[Start of section]

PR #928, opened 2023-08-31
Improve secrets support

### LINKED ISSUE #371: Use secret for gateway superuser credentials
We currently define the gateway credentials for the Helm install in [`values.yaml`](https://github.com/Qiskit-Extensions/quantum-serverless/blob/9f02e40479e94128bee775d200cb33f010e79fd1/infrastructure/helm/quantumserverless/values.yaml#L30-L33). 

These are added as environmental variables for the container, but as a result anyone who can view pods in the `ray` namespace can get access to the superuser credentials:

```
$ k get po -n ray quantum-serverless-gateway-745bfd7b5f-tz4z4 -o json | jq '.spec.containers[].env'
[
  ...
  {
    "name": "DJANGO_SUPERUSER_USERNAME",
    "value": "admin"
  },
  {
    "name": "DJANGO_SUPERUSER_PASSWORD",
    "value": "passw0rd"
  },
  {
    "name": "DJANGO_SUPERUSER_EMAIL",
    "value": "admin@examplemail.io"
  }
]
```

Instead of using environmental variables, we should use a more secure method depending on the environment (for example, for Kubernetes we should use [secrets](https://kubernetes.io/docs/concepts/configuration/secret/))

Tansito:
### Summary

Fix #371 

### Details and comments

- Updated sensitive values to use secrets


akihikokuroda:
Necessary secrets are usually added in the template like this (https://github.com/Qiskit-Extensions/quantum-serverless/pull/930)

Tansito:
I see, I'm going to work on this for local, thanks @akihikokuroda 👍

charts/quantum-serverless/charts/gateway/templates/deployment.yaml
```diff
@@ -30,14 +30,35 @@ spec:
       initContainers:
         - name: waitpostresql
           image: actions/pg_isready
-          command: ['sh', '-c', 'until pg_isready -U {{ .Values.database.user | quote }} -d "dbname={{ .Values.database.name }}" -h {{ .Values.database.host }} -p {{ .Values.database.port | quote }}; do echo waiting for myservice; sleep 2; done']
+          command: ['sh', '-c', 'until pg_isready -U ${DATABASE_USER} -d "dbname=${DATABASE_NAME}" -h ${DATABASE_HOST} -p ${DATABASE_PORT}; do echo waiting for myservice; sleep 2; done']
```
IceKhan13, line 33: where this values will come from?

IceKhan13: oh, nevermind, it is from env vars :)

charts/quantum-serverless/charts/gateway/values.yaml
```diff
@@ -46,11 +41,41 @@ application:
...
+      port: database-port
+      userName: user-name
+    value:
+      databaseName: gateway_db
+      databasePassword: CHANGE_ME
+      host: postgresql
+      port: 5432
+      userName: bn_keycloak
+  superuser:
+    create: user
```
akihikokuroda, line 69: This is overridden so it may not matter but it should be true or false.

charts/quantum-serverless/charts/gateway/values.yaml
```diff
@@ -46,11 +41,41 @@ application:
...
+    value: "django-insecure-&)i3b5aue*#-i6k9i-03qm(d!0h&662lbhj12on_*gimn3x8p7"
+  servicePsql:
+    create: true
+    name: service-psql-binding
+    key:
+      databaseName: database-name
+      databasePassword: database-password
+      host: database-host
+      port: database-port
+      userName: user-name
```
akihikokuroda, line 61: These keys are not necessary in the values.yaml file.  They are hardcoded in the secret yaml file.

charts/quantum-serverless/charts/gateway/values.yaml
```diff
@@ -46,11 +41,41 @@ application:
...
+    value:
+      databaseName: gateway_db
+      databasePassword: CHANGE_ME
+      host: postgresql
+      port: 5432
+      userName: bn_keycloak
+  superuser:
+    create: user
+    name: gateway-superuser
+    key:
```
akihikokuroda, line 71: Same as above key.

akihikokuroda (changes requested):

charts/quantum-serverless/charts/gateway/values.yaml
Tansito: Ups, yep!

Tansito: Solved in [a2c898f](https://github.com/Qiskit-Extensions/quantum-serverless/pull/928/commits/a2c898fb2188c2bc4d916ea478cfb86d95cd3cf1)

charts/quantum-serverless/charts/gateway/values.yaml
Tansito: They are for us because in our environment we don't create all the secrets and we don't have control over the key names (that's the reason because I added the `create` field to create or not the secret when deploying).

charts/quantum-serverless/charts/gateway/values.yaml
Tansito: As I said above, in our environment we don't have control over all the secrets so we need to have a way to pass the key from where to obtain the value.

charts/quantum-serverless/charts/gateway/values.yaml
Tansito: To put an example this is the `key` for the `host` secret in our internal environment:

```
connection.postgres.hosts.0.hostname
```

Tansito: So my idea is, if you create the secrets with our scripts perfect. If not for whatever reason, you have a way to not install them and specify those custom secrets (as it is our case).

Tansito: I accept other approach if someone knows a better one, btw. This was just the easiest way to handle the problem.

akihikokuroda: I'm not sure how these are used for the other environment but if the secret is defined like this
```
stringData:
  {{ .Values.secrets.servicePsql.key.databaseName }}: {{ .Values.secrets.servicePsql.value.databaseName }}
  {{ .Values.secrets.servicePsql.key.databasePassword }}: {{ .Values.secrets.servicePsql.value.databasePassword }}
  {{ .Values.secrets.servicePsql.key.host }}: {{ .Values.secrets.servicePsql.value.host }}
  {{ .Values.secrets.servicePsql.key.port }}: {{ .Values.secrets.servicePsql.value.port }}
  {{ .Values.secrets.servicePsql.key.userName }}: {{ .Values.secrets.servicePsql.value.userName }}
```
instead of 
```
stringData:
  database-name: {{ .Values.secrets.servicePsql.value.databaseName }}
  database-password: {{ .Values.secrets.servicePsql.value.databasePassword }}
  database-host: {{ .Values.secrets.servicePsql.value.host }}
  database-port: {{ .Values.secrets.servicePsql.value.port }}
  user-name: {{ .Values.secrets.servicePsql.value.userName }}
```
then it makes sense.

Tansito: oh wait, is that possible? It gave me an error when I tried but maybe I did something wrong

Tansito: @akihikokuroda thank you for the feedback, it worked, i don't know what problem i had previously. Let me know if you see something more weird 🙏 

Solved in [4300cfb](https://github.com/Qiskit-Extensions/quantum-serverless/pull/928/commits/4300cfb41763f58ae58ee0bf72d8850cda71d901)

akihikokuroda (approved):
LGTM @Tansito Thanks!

[End of section]

### WORK ORDER
The string "pull" marks the lines to return from the material. Copy each one.

### ANSWER SECTION
Necessary secrets are usually added in the template like this (https://github.com/Qiskit-Extensions/quantum-serverless/pull/930)
Tansito: Solved in [a2c898f](https://github.com/Qiskit-Extensions/quantum-serverless/pull/928/commits/a2c898fb2188c2bc4d916ea478cfb86d95cd3cf1)
Solved in [4300cfb](https://github.com/Qiskit-Extensions/quantum-serverless/pull/928/commits/4300cfb41763f58ae58ee0bf72d8850cda71d901)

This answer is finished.